WORK INSTRUCTION
Nothing left out, nothing added: return the full set of records.

RECORDS PROVIDED Start Marker

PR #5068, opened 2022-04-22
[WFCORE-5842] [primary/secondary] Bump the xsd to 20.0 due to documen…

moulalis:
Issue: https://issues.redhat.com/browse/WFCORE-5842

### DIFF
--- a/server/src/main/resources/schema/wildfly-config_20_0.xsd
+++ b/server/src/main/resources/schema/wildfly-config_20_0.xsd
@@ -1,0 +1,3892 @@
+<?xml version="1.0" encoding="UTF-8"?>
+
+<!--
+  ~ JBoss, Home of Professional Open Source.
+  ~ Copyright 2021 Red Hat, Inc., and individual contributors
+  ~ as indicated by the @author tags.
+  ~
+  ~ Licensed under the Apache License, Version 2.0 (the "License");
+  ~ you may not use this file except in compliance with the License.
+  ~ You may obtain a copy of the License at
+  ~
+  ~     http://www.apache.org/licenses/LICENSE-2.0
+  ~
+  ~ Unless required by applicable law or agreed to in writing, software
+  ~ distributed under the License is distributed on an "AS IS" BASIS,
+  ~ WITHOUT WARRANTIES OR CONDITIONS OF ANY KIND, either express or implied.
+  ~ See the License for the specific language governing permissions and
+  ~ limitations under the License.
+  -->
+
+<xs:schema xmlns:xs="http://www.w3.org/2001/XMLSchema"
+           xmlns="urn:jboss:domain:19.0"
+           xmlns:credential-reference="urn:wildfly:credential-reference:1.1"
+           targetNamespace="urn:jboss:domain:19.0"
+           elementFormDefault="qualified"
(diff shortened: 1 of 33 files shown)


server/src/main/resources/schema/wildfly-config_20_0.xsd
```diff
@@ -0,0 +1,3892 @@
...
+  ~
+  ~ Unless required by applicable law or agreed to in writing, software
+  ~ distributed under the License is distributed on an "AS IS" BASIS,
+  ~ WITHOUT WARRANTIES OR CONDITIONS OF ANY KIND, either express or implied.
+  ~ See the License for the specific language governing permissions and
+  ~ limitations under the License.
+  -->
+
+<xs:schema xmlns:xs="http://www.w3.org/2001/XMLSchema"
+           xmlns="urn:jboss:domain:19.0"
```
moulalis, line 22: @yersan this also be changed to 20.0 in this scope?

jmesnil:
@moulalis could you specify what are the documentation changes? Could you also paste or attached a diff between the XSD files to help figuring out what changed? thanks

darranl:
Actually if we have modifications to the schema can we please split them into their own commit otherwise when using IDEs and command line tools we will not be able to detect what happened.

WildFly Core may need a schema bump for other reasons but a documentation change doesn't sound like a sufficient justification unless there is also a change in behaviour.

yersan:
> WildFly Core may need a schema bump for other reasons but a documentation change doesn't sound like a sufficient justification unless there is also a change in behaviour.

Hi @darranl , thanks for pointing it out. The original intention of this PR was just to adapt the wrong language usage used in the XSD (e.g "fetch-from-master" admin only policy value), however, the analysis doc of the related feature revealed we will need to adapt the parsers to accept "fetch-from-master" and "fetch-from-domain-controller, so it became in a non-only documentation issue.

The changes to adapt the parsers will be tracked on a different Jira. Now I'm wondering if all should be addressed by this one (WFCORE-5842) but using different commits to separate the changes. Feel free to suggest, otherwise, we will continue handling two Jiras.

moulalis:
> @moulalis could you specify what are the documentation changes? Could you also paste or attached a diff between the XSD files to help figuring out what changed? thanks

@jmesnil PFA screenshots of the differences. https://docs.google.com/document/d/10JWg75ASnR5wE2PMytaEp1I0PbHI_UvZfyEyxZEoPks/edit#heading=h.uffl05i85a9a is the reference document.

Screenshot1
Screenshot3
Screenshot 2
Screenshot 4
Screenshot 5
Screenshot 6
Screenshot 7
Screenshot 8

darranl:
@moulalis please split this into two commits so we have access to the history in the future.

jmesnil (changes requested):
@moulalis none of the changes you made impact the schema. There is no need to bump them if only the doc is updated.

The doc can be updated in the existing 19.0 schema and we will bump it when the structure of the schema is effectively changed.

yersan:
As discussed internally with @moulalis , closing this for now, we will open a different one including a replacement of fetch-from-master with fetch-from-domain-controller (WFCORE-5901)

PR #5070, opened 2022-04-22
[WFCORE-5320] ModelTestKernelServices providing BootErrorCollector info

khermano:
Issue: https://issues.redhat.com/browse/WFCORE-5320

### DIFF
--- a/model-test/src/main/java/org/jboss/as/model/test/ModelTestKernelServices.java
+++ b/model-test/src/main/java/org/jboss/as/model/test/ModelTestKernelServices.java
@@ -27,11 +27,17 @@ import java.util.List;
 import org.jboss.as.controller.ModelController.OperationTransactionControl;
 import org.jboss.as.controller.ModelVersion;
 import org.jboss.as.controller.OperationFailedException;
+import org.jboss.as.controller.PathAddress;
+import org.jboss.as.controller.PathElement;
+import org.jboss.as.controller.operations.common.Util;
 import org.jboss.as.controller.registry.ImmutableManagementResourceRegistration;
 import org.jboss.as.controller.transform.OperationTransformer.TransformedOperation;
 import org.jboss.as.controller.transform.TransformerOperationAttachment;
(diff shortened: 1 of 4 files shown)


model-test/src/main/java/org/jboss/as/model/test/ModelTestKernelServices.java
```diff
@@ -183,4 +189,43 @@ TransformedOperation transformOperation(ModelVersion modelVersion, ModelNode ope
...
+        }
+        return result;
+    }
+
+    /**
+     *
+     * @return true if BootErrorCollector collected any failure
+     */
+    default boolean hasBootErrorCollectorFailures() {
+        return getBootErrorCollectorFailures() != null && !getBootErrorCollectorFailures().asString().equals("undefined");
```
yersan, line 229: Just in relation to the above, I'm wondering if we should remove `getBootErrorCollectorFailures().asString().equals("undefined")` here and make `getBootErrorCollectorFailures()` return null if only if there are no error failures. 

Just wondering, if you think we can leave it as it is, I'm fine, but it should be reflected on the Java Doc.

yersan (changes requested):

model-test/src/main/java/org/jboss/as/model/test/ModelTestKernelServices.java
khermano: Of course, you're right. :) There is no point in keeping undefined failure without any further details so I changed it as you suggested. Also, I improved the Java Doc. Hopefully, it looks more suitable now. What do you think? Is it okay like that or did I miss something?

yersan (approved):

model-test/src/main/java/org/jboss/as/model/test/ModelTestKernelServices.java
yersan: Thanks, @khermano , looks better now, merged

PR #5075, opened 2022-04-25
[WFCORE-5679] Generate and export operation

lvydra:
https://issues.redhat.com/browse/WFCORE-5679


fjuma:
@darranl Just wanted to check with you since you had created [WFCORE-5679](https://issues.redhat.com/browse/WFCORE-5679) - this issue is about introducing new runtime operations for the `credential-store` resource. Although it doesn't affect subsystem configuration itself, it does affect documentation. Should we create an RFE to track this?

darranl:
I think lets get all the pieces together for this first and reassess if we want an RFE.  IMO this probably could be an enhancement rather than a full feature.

RECORDS PROVIDED End Marker

SOLUTION TO THE EXERCISE
PR #5068, opened 2022-04-22
[WFCORE-5842] [primary/secondary] Bump the xsd to 20.0 due to documen…

moulalis:
Issue: https://issues.redhat.com/browse/WFCORE-5842

### DIFF
--- a/server/src/main/resources/schema/wildfly-config_20_0.xsd
+++ b/server/src/main/resources/schema/wildfly-config_20_0.xsd
@@ -1,0 +1,3892 @@
+<?xml version="1.0" encoding="UTF-8"?>
+
+<!--
+  ~ JBoss, Home of Professional Open Source.
+  ~ Copyright 2021 Red Hat, Inc., and individual contributors
+  ~ as indicated by the @author tags.
+  ~
+  ~ Licensed under the Apache License, Version 2.0 (the "License");
+  ~ you may not use this file except in compliance with the License.
+  ~ You may obtain a copy of the License at
+  ~
+  ~     http://www.apache.org/licenses/LICENSE-2.0
+  ~
+  ~ Unless required by applicable law or agreed to in writing, software
+  ~ distributed under the License is distributed on an "AS IS" BASIS,
+  ~ WITHOUT WARRANTIES OR CONDITIONS OF ANY KIND, either express or implied.
+  ~ See the License for the specific language governing permissions and
+  ~ limitations under the License.
+  -->
+
+<xs:schema xmlns:xs="http://www.w3.org/2001/XMLSchema"
+           xmlns="urn:jboss:domain:19.0"
+           xmlns:credential-reference="urn:wildfly:credential-reference:1.1"
+           targetNamespace="urn:jboss:domain:19.0"
+           elementFormDefault="qualified"
(diff shortened: 1 of 33 files shown)


server/src/main/resources/schema/wildfly-config_20_0.xsd
```diff
@@ -0,0 +1,3892 @@
...
+  ~
+  ~ Unless required by applicable law or agreed to in writing, software
+  ~ distributed under the License is distributed on an "AS IS" BASIS,
+  ~ WITHOUT WARRANTIES OR CONDITIONS OF ANY KIND, either express or implied.
+  ~ See the License for the specific language governing permissions and
+  ~ limitations under the License.
+  -->
+
+<xs:schema xmlns:xs="http://www.w3.org/2001/XMLSchema"
+           xmlns="urn:jboss:domain:19.0"
```
moulalis, line 22: @yersan this also be changed to 20.0 in this scope?

jmesnil:
@moulalis could you specify what are the documentation changes? Could you also paste or attached a diff between the XSD files to help figuring out what changed? thanks

darranl:
Actually if we have modifications to the schema can we please split them into their own commit otherwise when using IDEs and command line tools we will not be able to detect what happened.

WildFly Core may need a schema bump for other reasons but a documentation change doesn't sound like a sufficient justification unless there is also a change in behaviour.

yersan:
> WildFly Core may need a schema bump for other reasons but a documentation change doesn't sound like a sufficient justification unless there is also a change in behaviour.

Hi @darranl , thanks for pointing it out. The original intention of this PR was just to adapt the wrong language usage used in the XSD (e.g "fetch-from-master" admin only policy value), however, the analysis doc of the related feature revealed we will need to adapt the parsers to accept "fetch-from-master" and "fetch-from-domain-controller, so it became in a non-only documentation issue.

The changes to adapt the parsers will be tracked on a different Jira. Now I'm wondering if all should be addressed by this one (WFCORE-5842) but using different commits to separate the changes. Feel free to suggest, otherwise, we will continue handling two Jiras.

moulalis:
> @moulalis could you specify what are the documentation changes? Could you also paste or attached a diff between the XSD files to help figuring out what changed? thanks

@jmesnil PFA screenshots of the differences. https://docs.google.com/document/d/10JWg75ASnR5wE2PMytaEp1I0PbHI_UvZfyEyxZEoPks/edit#heading=h.uffl05i85a9a is the reference document.

Screenshot1
Screenshot3
Screenshot 2
Screenshot 4
Screenshot 5
Screenshot 6
Screenshot 7
Screenshot 8

darranl:
@moulalis please split this into two commits so we have access to the history in the future.

jmesnil (changes requested):
@moulalis none of the changes you made impact the schema. There is no need to bump them if only the doc is updated.

The doc can be updated in the existing 19.0 schema and we will bump it when the structure of the schema is effectively changed.

yersan:
As discussed internally with @moulalis , closing this for now, we will open a different one including a replacement of fetch-from-master with fetch-from-domain-controller (WFCORE-5901)

PR #5070, opened 2022-04-22
[WFCORE-5320] ModelTestKernelServices providing BootErrorCollector info

khermano:
Issue: https://issues.redhat.com/browse/WFCORE-5320

### DIFF
--- a/model-test/src/main/java/org/jboss/as/model/test/ModelTestKernelServices.java
+++ b/model-test/src/main/java/org/jboss/as/model/test/ModelTestKernelServices.java
@@ -27,11 +27,17 @@ import java.util.List;
 import org.jboss.as.controller.ModelController.OperationTransactionControl;
 import org.jboss.as.controller.ModelVersion;
 import org.jboss.as.controller.OperationFailedException;
+import org.jboss.as.controller.PathAddress;
+import org.jboss.as.controller.PathElement;
+import org.jboss.as.controller.operations.common.Util;
 import org.jboss.as.controller.registry.ImmutableManagementResourceRegistration;
 import org.jboss.as.controller.transform.OperationTransformer.TransformedOperation;
 import org.jboss.as.controller.transform.TransformerOperationAttachment;
(diff shortened: 1 of 4 files shown)


model-test/src/main/java/org/jboss/as/model/test/ModelTestKernelServices.java
```diff
@@ -183,4 +189,43 @@ TransformedOperation transformOperation(ModelVersion modelVersion, ModelNode ope
...
+        }
+        return result;
+    }
+
+    /**
+     *
+     * @return true if BootErrorCollector collected any failure
+     */
+    default boolean hasBootErrorCollectorFailures() {
+        return getBootErrorCollectorFailures() != null && !getBootErrorCollectorFailures().asString().equals("undefined");
```
yersan, line 229: Just in relation to the above, I'm wondering if we should remove `getBootErrorCollectorFailures().asString().equals("undefined")` here and make `getBootErrorCollectorFailures()` return null if only if there are no error failures. 

Just wondering, if you think we can leave it as it is, I'm fine, but it should be reflected on the Java Doc.

yersan (changes requested):

model-test/src/main/java/org/jboss/as/model/test/ModelTestKernelServices.java
khermano: Of course, you're right. :) There is no point in keeping undefined failure without any further details so I changed it as you suggested. Also, I improved the Java Doc. Hopefully, it looks more suitable now. What do you think? Is it okay like that or did I miss something?

yersan (approved):

model-test/src/main/java/org/jboss/as/model/test/ModelTestKernelServices.java
yersan: Thanks, @khermano , looks better now, merged

PR #5075, opened 2022-04-25
[WFCORE-5679] Generate and export operation

lvydra:
https://issues.redhat.com/browse/WFCORE-5679


fjuma:
@darranl Just wanted to check with you since you had created [WFCORE-5679](https://issues.redhat.com/browse/WFCORE-5679) - this issue is about introducing new runtime operations for the `credential-store` resource. Although it doesn't affect subsystem configuration itself, it does affect documentation. Should we create an RFE to track this?

darranl:
I think lets get all the pieces together for this first and reassess if we want an RFE.  IMO this probably could be an enhancement rather than a full feature.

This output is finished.